Check if value is missing in DataFrame indexed by values (not by numerical indices)

I have the following DataFrame:

julia> directories
247×133 DataFrame. Omitted printing of 127 columns
│ Row │ receiverId       │ 2018-03-05           │ 2018-03-06           │ 2018-03-07              │
├─────┼──────────────────┼──────────────────────┼──────────────────────┼─────────────────────────┼
│ 1   │ 001bc50940820093 │ floor7:east:pat7302  │ floor7:east:pat7302  │ floor7:east:pat7302     │
│ 2   │ 001bc509408200fe │ floor5:south:pat5111 │ floor5:south:pat5111 │ floor5:southICU:pat5111 │
│ 3   │ 001bc5094082008e │ floor5:east:pat5307  │ floor5:east:pat5307  │ floor5:east:pat5307     │
│ 4   │ 001bc50940820018 │ floor7:south:ns04    │ floor7:south:ns04    │ floor7:south:ns04       │
│ 5   │ 001bc5094082005c │ floor5:west:ns02     │ floor5:west:ns02     │ floor5:west:ns02        │
│ 6   │ 001bc509408200ae │ floor8:west:ns01     │ floor8:west:ns01     │ floor8:west:ns01        │
│ 7   │ 001bc50940820028 │ floor7:south:pat7110 │ floor7:south:pat7110 │ floor7:south:pat7110    │
│ 8   │ 001bc50940820094 │ floor7:north:pat7217 │ floor7:north:pat7217 │ floor7:north:pat7217    │
│ 9   │ 001bc509408200b7 │ floor9:east:pat9301  │ floor9:east:pat9301  │ floor9:east:pat9301     │
│ 10  │ 001bc509408200c6 │ floor9:east:pat9304  │ floor9:east:pat9304  │ floor9:east:pat9304     │
⋮
│ 237 │ 001bc509408200f6 │ missing              │ missing              │ missing                 │
│ 238 │ 001bc50940820116 │ missing              │ missing              │ missing                 │
│ 239 │ 001bc509408200a6 │ missing              │ missing              │ missing                 │
│ 240 │ 001bc509408101f8 │ missing              │ missing              │ missing                 │
│ 241 │ 001bc50940820118 │ missing              │ missing              │ missing                 │
│ 242 │ 001bc5094082008d │ missing              │ missing              │ missing                 │
│ 243 │ 001bc5094082011a │ missing              │ missing              │ missing                 │
│ 244 │ 001bc50940820099 │ missing              │ missing              │ missing                 │
│ 245 │ 001bc50940820113 │ missing              │ missing              │ missing                 │
│ 246 │ 001bc5094082010a │ missing              │ missing              │ missing                 │
│ 247 │ 001bc509408200f2 │ missing              │ missing              │ missing                 │

I want to check if the receiverId 001bc509408200f6 is missing for a given date. I index the DataFrame in the following way, for a given date (column):

julia> directories[directories[:receiverId] .== "001bc509408200f6", Symbol("2018-03-05")]
1-element Array{Union{Missing, String},1}:
 missing

Here, the type of the output is a 1-element Array{Union{Missing, String},1}. If I use ismissing, I get:

julia> ismissing(directories[directories[:receiverId] .== "001bc509408200f6", Symbol("2018-03-05")])
false

which is not the expected output (at least for me). If use use dot notation, since I am evaluating an array,

julia> ismissing.(directories[directories[:receiverId] .== "001bc509408200f6", Symbol("2018-03-05")])
1-element BitArray{1}:
 true

I get the expected output in an unexpected (again, for me) type. Therefore, I can’t for example use it as the condition for an if statement (at least I haven’t figured out how).
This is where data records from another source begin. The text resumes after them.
PR #7037, opened 2020-03-01
Fix breakage on aternos.org

llacb47:
On certain pages, for example `https://aternos.org/software/v/snapshot/latest`, the ad placeholder covers buttons and impedes site functionality.


mapx-:
thx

What’s the right way to check whether a value is missing when indexing a DataFrame with an array of Booleans? Note that if I index using numbers, e.g.

julia> ismissing(directories[237,2])
true

this just works. However, for the processing I’m working on, it’s easier to index by receiverId and date (column) values.

The issue is that DataFrames has no way of knowing that there is only one oversvation with df.receiverid == "001bc509408200f6", so it returns an array with one element rather than a scalar. To not have this behavior would lead to type instability.

One way to get a scalar return is by using findfirst, which will give you the index of the first row for which df.receiverid == "001bc509408200f6" is true.